■ **TASK DATA**:
PR #2895, opened 2017-04-04
added feature to edit column and data frame metadata

dannyparsons:


dannyparsons:
@africanmathsinitiative/developers this now makes parts of the metadata grids editable. Please test with interesting data sets and check for bugs

rdstern:
This is great.  It is sort of what SPSS does except:
a) In SPSS you choose between the data view and the variable (metadata) view.  We have both!
b) there is no sheet concept, because you only have one sheet at a time.
Enough praise - here is what I have found so far.
Small data set - from File > New with 100 observations.  Then generated 2 random samples each of length 100 from exponential.
a) Names seems to work.  I changed 2 names and they changed in the main grid.
b) Label field **could be made wider**, but works.  I put a (variable) label in and then tried the Describe > One Variable > Frequencies and it was picked up
c) The label field for the generated columns had NA in them.  The initial ones were blank.  I would like blank.
d) in the Dataframe metadata the name field spills out into the next field.
e) The label in the dataframe metadata is in a small font.  It also spills into the next field if full. 
f) When I changed the name of the sheet it also changed the order.  (I had 2 more sheets and it moved from first to last in the grid and also in the tab in the column metadata.
g) Now a nasty one!  I opened the SPSS file I was using earlier - with 260 columns.  It took a few seconds before, but this time it took a very long time (perhaps 3 minutes - I wasn't timing.   
h) The (unnecessary) bottom scroll bar in the column metadata is still too wide

PR #2897, opened 2017-04-05
improved efficiency of some R methods (particularly for column metadata)

dannyparsons:


dannyparsons:
@rdstern you could now try your wide data set on the latest version.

■ **INSTRUCTIONS FOR THE TASK**:
Counting only lines that hold the string "generated", how many are there in the listing above? Give that number by itself.

■ **COMPLETED EXERCISE**:
2